> **EXERCISE**: Look for "ExecutionState" in each line of the entries, and return the matching lines.

○ ○ ○

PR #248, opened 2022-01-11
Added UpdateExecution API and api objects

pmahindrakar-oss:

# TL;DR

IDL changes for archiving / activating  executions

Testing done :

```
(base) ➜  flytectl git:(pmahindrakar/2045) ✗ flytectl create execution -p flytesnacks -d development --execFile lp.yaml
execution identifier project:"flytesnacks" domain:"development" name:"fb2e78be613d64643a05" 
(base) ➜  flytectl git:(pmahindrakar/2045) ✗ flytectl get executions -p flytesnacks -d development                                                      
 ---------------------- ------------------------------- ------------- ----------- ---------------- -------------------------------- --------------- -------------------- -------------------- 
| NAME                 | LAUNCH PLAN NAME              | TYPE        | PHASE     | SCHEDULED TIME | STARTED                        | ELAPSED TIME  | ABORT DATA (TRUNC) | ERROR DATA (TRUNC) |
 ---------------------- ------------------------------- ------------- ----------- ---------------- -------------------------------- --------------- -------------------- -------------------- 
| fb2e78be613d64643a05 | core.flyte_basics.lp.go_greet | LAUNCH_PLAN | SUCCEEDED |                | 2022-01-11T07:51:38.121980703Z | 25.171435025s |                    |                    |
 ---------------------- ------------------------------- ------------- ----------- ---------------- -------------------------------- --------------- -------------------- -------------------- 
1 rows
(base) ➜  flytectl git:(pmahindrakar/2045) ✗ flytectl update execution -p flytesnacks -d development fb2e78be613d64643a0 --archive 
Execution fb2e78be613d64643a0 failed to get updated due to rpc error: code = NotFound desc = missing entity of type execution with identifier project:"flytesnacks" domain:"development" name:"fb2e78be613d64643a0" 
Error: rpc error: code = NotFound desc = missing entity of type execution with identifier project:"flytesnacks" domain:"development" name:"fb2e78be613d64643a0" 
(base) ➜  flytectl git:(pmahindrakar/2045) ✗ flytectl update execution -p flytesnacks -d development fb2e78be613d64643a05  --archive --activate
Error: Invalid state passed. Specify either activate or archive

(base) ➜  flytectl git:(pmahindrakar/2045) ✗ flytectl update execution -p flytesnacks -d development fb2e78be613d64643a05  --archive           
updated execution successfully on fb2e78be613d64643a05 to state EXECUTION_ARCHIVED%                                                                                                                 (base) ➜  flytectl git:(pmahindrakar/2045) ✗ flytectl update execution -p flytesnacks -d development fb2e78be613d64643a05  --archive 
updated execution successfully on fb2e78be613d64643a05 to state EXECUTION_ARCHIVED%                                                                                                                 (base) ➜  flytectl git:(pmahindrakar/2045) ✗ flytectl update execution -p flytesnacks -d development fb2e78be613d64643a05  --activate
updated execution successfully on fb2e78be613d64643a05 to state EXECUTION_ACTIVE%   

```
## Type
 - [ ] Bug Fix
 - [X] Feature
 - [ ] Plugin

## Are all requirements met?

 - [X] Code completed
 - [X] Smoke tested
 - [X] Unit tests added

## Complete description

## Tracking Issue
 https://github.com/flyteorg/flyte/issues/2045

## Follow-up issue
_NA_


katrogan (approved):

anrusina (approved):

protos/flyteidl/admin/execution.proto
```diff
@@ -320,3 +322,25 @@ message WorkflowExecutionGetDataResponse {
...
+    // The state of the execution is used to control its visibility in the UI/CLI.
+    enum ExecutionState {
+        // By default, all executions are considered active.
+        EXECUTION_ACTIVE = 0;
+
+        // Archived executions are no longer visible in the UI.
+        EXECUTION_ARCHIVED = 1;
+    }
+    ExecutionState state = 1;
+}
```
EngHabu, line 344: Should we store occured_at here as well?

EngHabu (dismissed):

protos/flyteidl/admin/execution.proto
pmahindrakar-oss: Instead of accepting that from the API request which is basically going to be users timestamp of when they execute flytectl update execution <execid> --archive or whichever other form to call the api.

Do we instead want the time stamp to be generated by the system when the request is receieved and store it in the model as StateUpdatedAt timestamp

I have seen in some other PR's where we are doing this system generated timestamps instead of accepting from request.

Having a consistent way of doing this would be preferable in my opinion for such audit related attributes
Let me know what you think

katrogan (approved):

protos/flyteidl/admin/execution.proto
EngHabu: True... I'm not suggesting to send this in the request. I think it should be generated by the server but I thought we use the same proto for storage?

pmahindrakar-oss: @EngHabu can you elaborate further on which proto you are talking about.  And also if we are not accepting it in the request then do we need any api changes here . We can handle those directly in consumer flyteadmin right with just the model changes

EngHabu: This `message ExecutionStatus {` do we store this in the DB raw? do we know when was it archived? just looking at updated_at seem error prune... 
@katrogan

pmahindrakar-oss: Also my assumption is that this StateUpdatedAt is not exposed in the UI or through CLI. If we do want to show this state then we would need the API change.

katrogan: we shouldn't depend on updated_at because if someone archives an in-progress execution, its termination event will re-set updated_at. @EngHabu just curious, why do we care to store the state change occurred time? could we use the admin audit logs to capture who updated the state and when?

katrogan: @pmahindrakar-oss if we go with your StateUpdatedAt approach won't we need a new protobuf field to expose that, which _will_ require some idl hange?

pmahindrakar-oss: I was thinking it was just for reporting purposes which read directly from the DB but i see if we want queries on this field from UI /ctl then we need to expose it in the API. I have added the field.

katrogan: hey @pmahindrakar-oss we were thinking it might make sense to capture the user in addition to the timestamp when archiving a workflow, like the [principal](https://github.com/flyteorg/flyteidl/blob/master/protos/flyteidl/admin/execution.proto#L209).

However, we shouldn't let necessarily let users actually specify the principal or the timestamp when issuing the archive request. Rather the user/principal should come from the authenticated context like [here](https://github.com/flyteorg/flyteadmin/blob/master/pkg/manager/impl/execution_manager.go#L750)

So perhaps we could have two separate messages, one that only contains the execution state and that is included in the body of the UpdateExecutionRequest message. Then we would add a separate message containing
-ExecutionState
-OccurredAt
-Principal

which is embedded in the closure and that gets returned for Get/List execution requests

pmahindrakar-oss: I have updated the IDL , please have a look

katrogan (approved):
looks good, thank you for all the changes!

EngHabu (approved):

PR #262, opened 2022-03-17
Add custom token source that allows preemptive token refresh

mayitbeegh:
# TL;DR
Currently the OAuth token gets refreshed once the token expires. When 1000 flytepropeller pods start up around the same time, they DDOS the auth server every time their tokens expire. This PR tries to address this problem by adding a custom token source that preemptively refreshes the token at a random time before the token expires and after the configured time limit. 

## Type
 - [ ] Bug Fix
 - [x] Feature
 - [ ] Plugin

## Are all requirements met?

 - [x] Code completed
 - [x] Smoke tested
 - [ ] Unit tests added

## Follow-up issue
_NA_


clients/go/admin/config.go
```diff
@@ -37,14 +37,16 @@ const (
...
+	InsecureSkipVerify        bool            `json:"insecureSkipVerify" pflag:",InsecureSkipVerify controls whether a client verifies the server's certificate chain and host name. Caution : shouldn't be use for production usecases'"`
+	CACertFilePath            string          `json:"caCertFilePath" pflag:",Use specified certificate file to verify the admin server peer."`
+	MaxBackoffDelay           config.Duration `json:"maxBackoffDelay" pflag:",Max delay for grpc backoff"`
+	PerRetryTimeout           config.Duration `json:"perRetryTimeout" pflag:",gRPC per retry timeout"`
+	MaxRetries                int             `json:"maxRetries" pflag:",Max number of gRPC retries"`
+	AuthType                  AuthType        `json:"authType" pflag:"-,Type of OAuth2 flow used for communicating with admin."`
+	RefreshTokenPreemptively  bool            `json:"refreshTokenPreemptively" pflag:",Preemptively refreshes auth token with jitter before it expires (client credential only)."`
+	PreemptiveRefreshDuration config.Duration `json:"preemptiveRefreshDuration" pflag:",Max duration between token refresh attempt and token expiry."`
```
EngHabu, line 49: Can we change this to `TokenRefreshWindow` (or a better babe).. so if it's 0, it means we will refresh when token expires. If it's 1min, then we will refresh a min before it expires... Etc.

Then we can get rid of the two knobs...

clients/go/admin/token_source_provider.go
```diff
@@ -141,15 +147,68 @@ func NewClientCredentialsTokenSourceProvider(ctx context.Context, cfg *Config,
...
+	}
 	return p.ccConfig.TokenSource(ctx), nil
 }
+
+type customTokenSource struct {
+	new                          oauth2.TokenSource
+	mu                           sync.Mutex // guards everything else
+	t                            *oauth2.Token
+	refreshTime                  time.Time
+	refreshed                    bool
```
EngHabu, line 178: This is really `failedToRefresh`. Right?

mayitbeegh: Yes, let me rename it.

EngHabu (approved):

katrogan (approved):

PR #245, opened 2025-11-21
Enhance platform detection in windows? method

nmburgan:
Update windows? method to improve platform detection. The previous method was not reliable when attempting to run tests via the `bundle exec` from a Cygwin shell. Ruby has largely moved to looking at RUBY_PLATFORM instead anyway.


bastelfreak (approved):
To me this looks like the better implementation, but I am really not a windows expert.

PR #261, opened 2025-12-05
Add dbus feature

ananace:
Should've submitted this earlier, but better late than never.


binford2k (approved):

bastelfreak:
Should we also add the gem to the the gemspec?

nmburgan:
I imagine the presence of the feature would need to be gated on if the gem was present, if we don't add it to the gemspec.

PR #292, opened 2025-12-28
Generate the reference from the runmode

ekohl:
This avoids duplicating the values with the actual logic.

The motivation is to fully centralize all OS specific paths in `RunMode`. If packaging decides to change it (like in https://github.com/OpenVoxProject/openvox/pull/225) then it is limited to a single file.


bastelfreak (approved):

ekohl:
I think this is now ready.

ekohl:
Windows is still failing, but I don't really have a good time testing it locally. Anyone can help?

○ ○ ○

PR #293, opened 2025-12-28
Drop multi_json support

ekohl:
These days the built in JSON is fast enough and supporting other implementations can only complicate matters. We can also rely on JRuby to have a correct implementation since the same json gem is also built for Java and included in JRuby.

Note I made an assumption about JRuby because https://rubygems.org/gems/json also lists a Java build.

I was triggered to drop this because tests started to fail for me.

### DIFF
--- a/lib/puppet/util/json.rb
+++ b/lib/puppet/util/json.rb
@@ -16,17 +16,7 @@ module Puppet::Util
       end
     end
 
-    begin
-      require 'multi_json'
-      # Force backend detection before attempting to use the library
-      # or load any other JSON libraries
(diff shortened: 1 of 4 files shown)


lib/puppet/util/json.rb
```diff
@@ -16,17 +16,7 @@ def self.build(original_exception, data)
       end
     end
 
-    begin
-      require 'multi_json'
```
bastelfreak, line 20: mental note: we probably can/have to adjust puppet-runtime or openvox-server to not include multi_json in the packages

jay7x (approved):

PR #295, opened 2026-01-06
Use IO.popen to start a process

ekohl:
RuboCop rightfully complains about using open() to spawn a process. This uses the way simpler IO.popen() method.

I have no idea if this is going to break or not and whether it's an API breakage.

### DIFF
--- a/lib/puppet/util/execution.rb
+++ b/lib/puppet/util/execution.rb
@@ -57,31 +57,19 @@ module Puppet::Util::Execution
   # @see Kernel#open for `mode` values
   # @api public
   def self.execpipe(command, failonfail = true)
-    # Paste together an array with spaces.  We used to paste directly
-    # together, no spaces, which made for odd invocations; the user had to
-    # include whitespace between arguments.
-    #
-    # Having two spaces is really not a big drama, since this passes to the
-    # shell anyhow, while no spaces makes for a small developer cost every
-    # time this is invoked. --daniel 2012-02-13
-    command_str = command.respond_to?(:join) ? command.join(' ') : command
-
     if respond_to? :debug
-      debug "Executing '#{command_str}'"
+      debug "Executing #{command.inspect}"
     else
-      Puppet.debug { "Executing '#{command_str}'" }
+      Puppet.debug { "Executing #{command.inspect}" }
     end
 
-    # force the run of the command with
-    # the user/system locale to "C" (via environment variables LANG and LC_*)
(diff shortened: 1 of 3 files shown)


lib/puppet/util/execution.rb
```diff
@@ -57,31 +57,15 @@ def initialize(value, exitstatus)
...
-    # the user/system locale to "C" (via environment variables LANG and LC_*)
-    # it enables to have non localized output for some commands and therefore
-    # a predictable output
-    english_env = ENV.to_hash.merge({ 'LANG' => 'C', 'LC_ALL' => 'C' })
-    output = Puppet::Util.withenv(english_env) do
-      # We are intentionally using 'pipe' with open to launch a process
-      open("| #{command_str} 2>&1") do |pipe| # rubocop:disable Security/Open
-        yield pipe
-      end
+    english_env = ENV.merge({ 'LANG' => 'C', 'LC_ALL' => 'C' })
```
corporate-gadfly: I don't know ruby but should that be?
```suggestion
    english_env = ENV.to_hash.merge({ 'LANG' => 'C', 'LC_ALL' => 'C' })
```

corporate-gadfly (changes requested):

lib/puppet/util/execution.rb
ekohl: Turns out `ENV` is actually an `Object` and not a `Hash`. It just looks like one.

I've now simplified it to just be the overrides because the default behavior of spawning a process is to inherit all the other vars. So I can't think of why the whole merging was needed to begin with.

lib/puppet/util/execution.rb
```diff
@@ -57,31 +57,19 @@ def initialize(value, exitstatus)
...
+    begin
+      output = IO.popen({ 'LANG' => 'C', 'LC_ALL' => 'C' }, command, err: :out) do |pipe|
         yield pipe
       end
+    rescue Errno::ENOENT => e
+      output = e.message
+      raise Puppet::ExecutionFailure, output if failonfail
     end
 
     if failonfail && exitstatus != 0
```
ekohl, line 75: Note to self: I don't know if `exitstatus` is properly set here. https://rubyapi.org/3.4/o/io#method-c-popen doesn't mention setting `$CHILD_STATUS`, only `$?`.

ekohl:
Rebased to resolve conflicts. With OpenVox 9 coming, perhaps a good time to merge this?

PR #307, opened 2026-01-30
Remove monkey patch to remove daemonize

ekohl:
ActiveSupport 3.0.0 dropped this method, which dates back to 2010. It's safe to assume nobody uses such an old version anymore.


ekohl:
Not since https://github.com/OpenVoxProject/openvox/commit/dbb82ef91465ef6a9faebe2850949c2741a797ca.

○ ○ ○

> **SOLUTION FOR THIS PROBLEM**:
+    enum ExecutionState {
+    ExecutionState state = 1;
-ExecutionState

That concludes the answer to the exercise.